ATR, yes. Thats one way to look at it, at least you are outside the range of the normal volatility. Also you can use a chandelier stop, i have one for NT if you want it.

With the stops run, for example if you one of your plays is to take the second test of a prior session high/low and you get this coded and test it, you find that the optimum profit target is 15 ticks after you optimise the system. Not saying you need to trade this as a automated system but it just gives you some facts to base your trade management on. 

I have another open range system being coded for me now, i can give you a copy when i'm done....but i'm not going to trade it, I'm just going to use it to do the research for me. I'm going to code another up after we get back from TL to either fade or trend follow the VWAP (either session, session split, weekly, monthly or continuous). Then i can test it so find out what happens when the price and the VWAP start to mix it up. I'm not going to trade it...unless i discover the HG of course...but its a good way to research. 

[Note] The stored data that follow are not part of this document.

PR #842, opened 2022-08-23
Only pull in the parts of the collection form we override and add tests

lfarrell:
https://jira.lib.unc.edu/browse/HYC-1488


spec/forms/hyrax/collection_form_spec.rb
```diff
@@ -0,0 +1,80 @@
...
+                         :visibility,
+                         :collection_type_gid]
+    end
+  end
+
+  let(:collection) { Collection.new }
+  let(:repository) { double }
+  let(:form) { described_class.new(collection, nil, repository) }
+
+  describe '#secondary_terms' do
```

I really wish i could code, it would save me a ton of money...


----------



## peter2 (16 February 2014)

Hey Sam, people are too busy trying to pick tops and bottoms or looking for better setups to worry about the next step, risk management. 

IMO most people get confused with what they're trading and this confusion leads to erratic and impulsive trade management. You know how this happens Sam. Your entry gets triggered and off it goes and your profits start accumulating. The price pauses and starts to reverse. Now you start to sweat out the pullback. You don't worry about a few down bars, but then you notice your open profits are dropping and you remember that you can't let a winning trade turn into a losing one. You exit at BE and think you've done a great job. You know what happens next, price bounces right after you sell and races to a new high. In hindsight price has retested your entry level. Arrgh. We've all been there, seen and done that. 

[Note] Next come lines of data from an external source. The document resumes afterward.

PR #843, opened 2022-08-24
HYC-1490 - Test coverage/refactor for attach_files_to_work_job overrides

bbpennel:
https://jira.lib.unc.edu/browse/HYC-1490

* Add tests for overrides
* Change approach to override, removing non-overridden code, and wrapping the original method
* Change infected file behavior, so it now will only delete the pattern dir containing the file if its empty. Also, catch any errors that occur during deletion so email always gets sent.

### DIFF
--- a/spec/jobs/attach_files_to_work_job_spec.rb
+++ b/spec/jobs/attach_files_to_work_job_spec.rb
@@ -1,0 +1,52 @@
+require 'rails_helper'
+
+RSpec.describe AttachFilesToWorkJob, type: :job do
+  let(:user) { FactoryBot.create(:user) }
+  let(:admin) { FactoryBot.create(:admin) }
+  let(:role) { Role.new(name: 'admin') }
+  let(:work) { 
+    Article.create(title: ['New Article'],
+      depositor: user.user_key) 
+  }
+  let(:file_set) { FactoryBot.create(:file_set, title: ['test file set']) }
+  let(:file_set_actor) { Hyrax::Actors::FileSetActor.new(file_set, user) }
+  let(:admin_set) { AdminSet.create(title: ['an admin set']) }
+  let(:permission_template) { Hyrax::PermissionTemplate.create(source_id: admin_set.id) }
+  let(:workflow) { Sipity::Workflow.create(name: 'a workflow', permission_template_id: permission_template.id, active: true) }
+  let(:entity) { Sipity::Entity.create(workflow_id: workflow.id, proxy_for_global_id: work.to_global_id.to_s) }
+  let(:target_dir) { Dir.mktmpdir }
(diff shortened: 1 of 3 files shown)


spec/jobs/attach_files_to_work_job_spec.rb
```diff
@@ -0,0 +1,62 @@
...
+      expect(File).not_to exist(target_file)
+    end
+
+    context 'that cannot be deleted' do
+      before do
+        allow(File).to receive(:delete).and_raise(Errno::EACCES)
+      end
+
+      it 'still sends virus email message' do
+        subject.perform(work, [uploaded_file])
```
lfarrell, line 49: There's no expect, just the action that needs to be checked.

spec/jobs/attach_files_to_work_job_spec.rb
```diff
@@ -0,0 +1,62 @@
...
+      end
+    end
+  end
+
+  context 'with safe file' do
```
lfarrell, line 54: Shouldn't this end with an expect as well?

spec/jobs/attach_files_to_work_job_spec.rb
```diff
@@ -0,0 +1,62 @@
...
+      # Original method should not be called
+      allow(subject).to receive(:original_perform).and_raise('nope')
+      allow(Hyc::VirusScanner).to receive(:hyc_infected?).and_return(ClamAV::VirusResponse.new(target_file, 'avirus'))
+      expect(Hyrax::Workflow::VirusFoundNotification).to receive(:send_notification)
+          .with(entity: entity, recipients: anything, comment: anything, user: user)
+    end
+
+    it 'sends virus email message' do
+      subject.perform(work, [uploaded_file])
+      expect(File).not_to exist(target_file)
```
lfarrell, line 40: Seems like this isn't testing whether an email was sent.

lfarrell (changes requested):
Added a few comments, though I may just be misunderstanding what the tests are doing.

spec/jobs/attach_files_to_work_job_spec.rb
bbpennel: the expect is up in the `before` section. I could move it into the `it`, but would have to duplicate it in the next test as well. Do you think that would be better for clarity?

spec/jobs/attach_files_to_work_job_spec.rb
bbpennel: When verifying that a method is called, you have to setup the `expect` before executing the code that would call it

spec/jobs/attach_files_to_work_job_spec.rb
lfarrell: Maybe a comment.

PR #914, opened 2022-11-18
HYC-1532 - Honors theses workflow, first pass

bbpennel:
https://jira.lib.unc.edu/browse/HYC-1532

* Overriding test to see if there are workflow restrictions to return false if the user has view permissions and has rights within the appropriate workflow
* Permitting visibility of fileset if user has read permissions to a suppressed object
* Merged role permissions assignment with notification, and removed extra setting of permissions on work
* Updated display_media_download_link to include our special cases rather than repeating them in each partial view
* Revoke depositor permissions on deposit in honors workflow


app/overrides/helpers/hyrax/workflows_helper_override.rb
```diff
@@ -0,0 +1,14 @@
+# frozen_string_literal: true
+# https://github.com/samvera/hyrax/blob/v3.4.2/app/helpers/hyrax/file_set_helper.rb
+Hyrax::WorkflowsHelper.module_eval do
+  def workflow_restriction?(object, ability: current_ability)
+    return false if object.nil? # Yup, we may get nil, and there's no restriction on nil
```
lfarrell, line 5: Spacing is a little off

app/overrides/helpers/hyrax/file_set_helper_override.rb
```diff
@@ -0,0 +1,30 @@
...
+  # @param file_set [#id]
+  #
+  # @return [Boolean] whether to display the download link for the given file
+  #   set
+  # [hyc-override] reworked to include admin permissions and workflow adjustments
+  def display_media_download_link?(file_set:)
+    # Make sure download links are enabled for the app
+    return false if !Hyrax.config.display_media_download_link?
+    # Always permit admin users
+    return true if current_user&.admin?
```
lfarrell, line 16: Should this be first, so admins always have download ability?

app/services/hyrax/workflow/assign_reviewer_by_affiliation.rb
```diff
@@ -9,23 +9,39 @@ def self.call(target:, **)
...
+                         "#{department}_reviewer",
+                         'group',
+-                        'read')
       end
     end
   end
 
+  def self.notify_reviewers(work, work_id, group_name, type, access)
+    # Send notification to reviewer group
+    entity = Sipity::Entity.where(proxy_for_global_id: work.to_global_id.to_s).first
```
lfarrell, line 31: Could probably move this into the conditional to avoid loading if there are no users.

lfarrell (changes requested):

app/overrides/helpers/hyrax/file_set_helper_override.rb
bbpennel: I had it second since it made sense to me to check if download links were enabled at all before permitting them for admins.

app/overrides/helpers/hyrax/workflows_helper_override.rb
bbpennel: Thanks, should be fixed now

app/services/hyrax/workflow/assign_reviewer_by_affiliation.rb
bbpennel: Good point, I've refactored things a little to address this.

lfarrell (approved):

PR #916, opened 2022-11-28
Fix already initialized constant warning

lfarrell:
https://jira.lib.unc.edu/browse/HYC-1578


app/overrides/services/hyrax/microdata_override.rb
```diff
@@ -2,10 +2,9 @@
 # https://github.com/samvera/hyrax/blob/v3.4.2/app/services/hyrax/microdata.rb
 Hyrax::Microdata.class_eval do
   # [hyc-override] Check for local schema.org file, so our overrides can take effect.
-  local_schema_file = Rails.root.join('config', 'schema_org.yml')
```
bbpennel, line 5: We could probably have made a smaller change and done
```
local_schema_file ||= Rails.root.join('config', 'schema_org.yml')
LOCAL_FILENAME ||= File.file?(local_schema_file) ? local_schema_file : FILENAME
```
Since they only really need to be evaluated once. I don't really have a good sense of how often load_paths is called

bbpennel (changes requested):
It would be good to rebase this on hyrax-3 so the tests will pass

config/initializers/hyrax.rb
```diff
@@ -334,3 +334,8 @@
 
 # set bulkrax default work type to first curation_concern if it isn't already set
 Bulkrax.default_work_type = 'General' if Bulkrax.default_work_type.blank?
+
+# Load our local schema.org config instead of the default
+local_schema_file = Rails.root.join('config', 'schema_org.yml')
+local_filename = File.file?(local_schema_file) ? local_schema_file : FILENAME
```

The confusion that I think most traders experience is because they don't know what they're trading, the price swing (momentum) or the price trend. If you are trading the price swing (momentum) then you exit at a target or trail the exit stop tightly so that you exit as soon as price starts to reverse. If you are trading the trend then you must allow price to pull back and form a higher low. An up trend has HL's and HH's. Most people think they are trading a trend but sell prematurely because they can't tolerate the frequent 50% corrections. Everybody can trade profitably in a strongly trending market when the pullbacks are shallow, but this doesn't happen very often. As soon as a pullback gets a little deeper most traders forget what they are trading and find themselves stuck like the proverbial "rabbit in a spotlight". 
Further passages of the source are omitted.